Even an organization’s own data is often dispersed and hidden across different locations, clouds, or on-premises environments.
“Catalog all your data assets, understand where that data resides, and also consider using AI to speed up data management,” Hanson said.
Ensure data is governed before it is captured
All data quality rules need to be implemented before the AI engine ingests data, assuming that proper governance and compliance are in place. If the enterprise doesn’t measure, quantify and fix, it will only make the wrong decisions faster, Hanson added: “Remember: Garbage in, garbage out.”
Tendü Yogurtçu, CTO of data suite vendor Precisely, said that depending on the size and industry type, companies can consider forming a steering committee or cross-functional committee to help define best practices and processes for all related AI initiatives. It can also help accelerate the process by identifying common use cases or patterns between teams, which themselves will continue to change as organizations learn from pilots and production.
Data governance frameworks may need to expand to cover a variety of AI models. That being said, potential AI use cases abound.
“Take the insurance industry as an example. To model risk and pricing accuracy, insurance companies need detailed information about wildfire and flood risks, parcel topography, exact location of buildings within the parcel, distance to fire hydrants, and distance to potential danger points like gas stations,” Yogurtçu explained.

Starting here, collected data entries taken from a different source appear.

PR #440, opened 2018-11-09
PRO-3555: Thank You page

LucaDelBuonoHMCTS:
https://tools.hmcts.net/jira/browse/PRO-3555

### Change description ###
Amends to the Thank You page

```
[ ] Yes
[X] No
```


test/component/testThankyouPage.js
```diff
@@ -15,19 +15,22 @@ describe('thank-you', () => {
...
                     nameAsOnTheWill: 'Yes'
                 },
+                ccdCase: {
+                    id: '1234-5678-9012-3456'
+                }
             };
             testWrapper.agent.post('/prepare-session/form')
                 .send(sessionData)
                 .end(() => {
                     const excludeKeys = ['stopParagraph1'];
```
shepda: As `stopParagraph1` has been removed from the content, we can remove it from being excluded in this test

test/component/testThankyouPage.js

However, Richard Fayers, senior data and analytics leader at consultancy Slalom, warned that building AI models, especially generative AI, can be expensive.
“Maybe there are areas where companies can collaborate — like law or medicine, where we start to see value is when you augment generative AI with your data — and you can do it in a variety of ways.”
For example, in the construction sector, users can supplement large language models with their own datasets and documents for querying. Similarly, ticket search platforms can intelligently consider a set of natural language-based criteria that are not one-to-one with metadata and tags.
“For example, you could use a ticketing platform to discover ‘kid-friendly weekend shows,’ and that type of search is currently quite difficult,” Fayers said.
Even dataset building and prompt engineering for something like ChatGPT still requires a focus on data quality and governance for a more “conversational” approach, he said, and prompt engineering will become an essential skill that’s in high demand.